Short-range order and atomic dynamics of Ti75Ni25 melts

Kurzfassung

Preceding investigations on the atomic dynamics in melts of Ti75Ni25 revealed faster atomic dynamics as compared to that found in melts of Zr64Ni36 and Ni66.7B33.3, despite the fact that all these melts are characterized by similar packing fractions. In order to find a structural explanation for the different dynamic behavior, we have studied the short-range structure of stable and undercooled Ti75Ni25 melts. The melts were containerlessly processed under high-purity conditions by application of the electrostatic levitation technique. Partial structure factors of the liquid alloys have been determined by a combination of neutron diffraction (with isotopic substitution) and synchrotron x-ray diffraction. The studies reveal that Ti75Ni25 melts are characterized by a chemical short-range order, where heterogeneous Ti-Ni nearest neighbors are preferentially formed. This chemical short-range order, however, is less pronounced than the chemical short-range order reported for melts of Zr64Ni36 and Ni66.7B33.3. The less pronounced chemical short-range order may account for the faster atomic dynamics reported for liquid Ti75Ni25. For a further analysis of the structure-dynamics relationship the experimentally determined partial structure factors were used as an input for calculations in the framework of the mode coupling theory (MCT) of the glass transition.

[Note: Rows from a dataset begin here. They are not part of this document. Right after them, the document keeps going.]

PR #985, opened 2025-11-13
refactor: use package joinmarket-api-ts instead of local client

theborakompanioni:
- use `@joinmarket-webui/joinmarket-api-ts`
- refactor: simplify navbar and symbols
- update dependencies
- pin node version


nischal-shetty2 (approved):
LGTM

These reveal that the Ni self-diffusion is only slightly faster than the Ti selfdiffusion with a ratio of the self-diffusion coefficients DNi/DTi ≈ 1.2. Moreover, the Onsager coefficients calculated by MCT are in good agreement with those estimated by use of Darken’s equation indicating that cross-correlation effects are negligible when describing the interdiffusion in liquid Ti75Ni25.